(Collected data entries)
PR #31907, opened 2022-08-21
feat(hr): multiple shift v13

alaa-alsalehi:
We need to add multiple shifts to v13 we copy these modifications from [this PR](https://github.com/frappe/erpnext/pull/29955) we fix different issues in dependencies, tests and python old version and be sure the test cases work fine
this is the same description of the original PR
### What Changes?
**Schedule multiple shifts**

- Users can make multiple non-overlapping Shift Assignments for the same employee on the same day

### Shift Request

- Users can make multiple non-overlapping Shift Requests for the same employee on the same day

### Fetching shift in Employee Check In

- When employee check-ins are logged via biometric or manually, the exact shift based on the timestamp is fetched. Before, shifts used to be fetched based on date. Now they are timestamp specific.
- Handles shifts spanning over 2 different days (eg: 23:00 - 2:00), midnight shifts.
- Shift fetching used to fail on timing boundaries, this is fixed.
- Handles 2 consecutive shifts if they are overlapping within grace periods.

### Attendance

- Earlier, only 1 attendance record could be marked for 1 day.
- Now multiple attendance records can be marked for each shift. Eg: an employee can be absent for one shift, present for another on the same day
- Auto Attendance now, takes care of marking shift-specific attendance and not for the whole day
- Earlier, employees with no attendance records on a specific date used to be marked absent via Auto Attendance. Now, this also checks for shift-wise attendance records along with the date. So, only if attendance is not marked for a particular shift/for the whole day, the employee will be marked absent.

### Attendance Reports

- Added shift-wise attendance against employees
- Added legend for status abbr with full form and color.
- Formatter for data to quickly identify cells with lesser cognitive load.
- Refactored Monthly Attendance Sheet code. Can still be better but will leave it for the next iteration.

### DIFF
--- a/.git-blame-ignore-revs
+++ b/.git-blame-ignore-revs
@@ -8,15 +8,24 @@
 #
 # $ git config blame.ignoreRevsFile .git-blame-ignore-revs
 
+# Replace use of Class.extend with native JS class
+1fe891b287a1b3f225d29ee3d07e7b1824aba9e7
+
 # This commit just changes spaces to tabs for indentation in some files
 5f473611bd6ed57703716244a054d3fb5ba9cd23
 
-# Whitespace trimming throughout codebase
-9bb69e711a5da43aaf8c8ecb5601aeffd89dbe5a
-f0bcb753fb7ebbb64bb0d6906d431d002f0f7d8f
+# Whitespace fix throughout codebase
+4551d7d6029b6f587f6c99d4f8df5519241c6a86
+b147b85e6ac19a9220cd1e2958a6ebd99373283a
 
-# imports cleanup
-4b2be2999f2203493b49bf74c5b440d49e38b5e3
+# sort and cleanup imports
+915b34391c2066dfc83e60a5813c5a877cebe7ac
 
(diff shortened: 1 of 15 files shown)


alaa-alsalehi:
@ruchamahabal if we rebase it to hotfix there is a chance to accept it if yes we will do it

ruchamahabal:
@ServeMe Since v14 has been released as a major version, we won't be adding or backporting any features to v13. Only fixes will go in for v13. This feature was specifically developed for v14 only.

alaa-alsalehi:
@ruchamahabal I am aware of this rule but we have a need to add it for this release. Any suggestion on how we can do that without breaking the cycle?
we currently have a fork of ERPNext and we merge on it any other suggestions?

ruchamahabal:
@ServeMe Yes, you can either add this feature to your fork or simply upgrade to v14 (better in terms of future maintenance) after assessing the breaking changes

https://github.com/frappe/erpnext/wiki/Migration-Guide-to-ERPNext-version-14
...
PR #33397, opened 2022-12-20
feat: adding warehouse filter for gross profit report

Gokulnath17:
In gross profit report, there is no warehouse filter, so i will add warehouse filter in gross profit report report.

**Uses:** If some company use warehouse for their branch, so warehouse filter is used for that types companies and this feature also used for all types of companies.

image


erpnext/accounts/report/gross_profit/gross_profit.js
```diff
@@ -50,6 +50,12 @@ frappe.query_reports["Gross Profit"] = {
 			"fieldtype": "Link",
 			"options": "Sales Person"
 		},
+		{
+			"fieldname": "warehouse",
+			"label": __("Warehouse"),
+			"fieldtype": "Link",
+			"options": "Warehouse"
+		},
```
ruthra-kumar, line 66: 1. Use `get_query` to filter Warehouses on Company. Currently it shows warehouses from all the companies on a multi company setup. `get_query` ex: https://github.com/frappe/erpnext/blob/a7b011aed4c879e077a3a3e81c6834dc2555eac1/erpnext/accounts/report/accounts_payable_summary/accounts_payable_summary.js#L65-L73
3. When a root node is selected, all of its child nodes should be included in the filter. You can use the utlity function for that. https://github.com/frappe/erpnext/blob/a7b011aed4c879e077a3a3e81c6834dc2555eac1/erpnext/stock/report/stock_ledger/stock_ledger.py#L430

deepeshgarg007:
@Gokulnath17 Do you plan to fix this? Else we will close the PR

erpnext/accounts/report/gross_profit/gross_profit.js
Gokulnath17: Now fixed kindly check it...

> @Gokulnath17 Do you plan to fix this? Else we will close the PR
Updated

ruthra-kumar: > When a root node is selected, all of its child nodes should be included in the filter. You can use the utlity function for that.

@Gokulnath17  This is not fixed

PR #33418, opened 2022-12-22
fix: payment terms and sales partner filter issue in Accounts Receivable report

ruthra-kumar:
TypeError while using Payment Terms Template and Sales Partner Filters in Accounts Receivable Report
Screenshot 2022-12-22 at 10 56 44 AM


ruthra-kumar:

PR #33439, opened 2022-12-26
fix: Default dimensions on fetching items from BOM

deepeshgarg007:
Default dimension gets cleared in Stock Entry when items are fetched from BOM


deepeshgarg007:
--
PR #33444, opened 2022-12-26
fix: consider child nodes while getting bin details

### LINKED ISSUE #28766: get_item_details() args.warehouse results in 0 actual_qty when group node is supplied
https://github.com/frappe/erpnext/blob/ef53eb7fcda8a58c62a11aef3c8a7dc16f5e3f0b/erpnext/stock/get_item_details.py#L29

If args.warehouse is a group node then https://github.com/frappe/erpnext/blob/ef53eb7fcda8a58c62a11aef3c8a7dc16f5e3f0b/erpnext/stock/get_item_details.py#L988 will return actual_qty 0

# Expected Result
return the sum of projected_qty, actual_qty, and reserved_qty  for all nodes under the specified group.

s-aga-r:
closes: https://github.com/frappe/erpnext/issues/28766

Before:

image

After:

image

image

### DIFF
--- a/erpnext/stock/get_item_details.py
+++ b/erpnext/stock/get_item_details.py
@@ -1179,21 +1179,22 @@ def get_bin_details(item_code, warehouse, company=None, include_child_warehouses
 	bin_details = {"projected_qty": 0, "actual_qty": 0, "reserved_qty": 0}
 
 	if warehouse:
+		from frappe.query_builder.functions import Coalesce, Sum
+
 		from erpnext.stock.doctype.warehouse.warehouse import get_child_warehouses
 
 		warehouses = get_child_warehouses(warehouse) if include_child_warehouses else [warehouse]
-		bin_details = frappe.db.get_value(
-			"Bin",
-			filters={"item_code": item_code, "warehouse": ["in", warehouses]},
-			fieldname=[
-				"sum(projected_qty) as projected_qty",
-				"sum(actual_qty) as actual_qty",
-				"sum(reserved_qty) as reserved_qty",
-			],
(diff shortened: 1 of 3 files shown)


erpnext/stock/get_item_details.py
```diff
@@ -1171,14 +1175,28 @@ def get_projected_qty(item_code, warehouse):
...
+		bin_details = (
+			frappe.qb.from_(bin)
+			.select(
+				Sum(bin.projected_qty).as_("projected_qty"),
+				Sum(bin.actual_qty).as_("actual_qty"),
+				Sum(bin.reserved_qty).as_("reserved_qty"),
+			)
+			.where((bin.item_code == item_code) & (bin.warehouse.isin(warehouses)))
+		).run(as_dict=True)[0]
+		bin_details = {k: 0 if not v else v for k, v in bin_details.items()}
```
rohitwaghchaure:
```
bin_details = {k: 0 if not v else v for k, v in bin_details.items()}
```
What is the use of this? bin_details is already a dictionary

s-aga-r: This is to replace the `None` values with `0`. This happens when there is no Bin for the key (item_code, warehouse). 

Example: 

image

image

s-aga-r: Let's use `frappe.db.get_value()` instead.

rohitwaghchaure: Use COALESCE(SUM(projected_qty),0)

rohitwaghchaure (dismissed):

### EXERCISE INSTRUCTIONS
Return a word-for-word copy of the lines above from the one holding "ruthra-kumar: > When" through the one holding "Screenshot 2022-12-22 at 10 56 44 AM", with both of them included and nothing besides.

### OUTPUT BELOW
ruthra-kumar: > When a root node is selected, all of its child nodes should be included in the filter. You can use the utlity function for that.

@Gokulnath17  This is not fixed

PR #33418, opened 2022-12-22
fix: payment terms and sales partner filter issue in Accounts Receivable report

ruthra-kumar:
TypeError while using Payment Terms Template and Sales Partner Filters in Accounts Receivable Report
Screenshot 2022-12-22 at 10 56 44 AM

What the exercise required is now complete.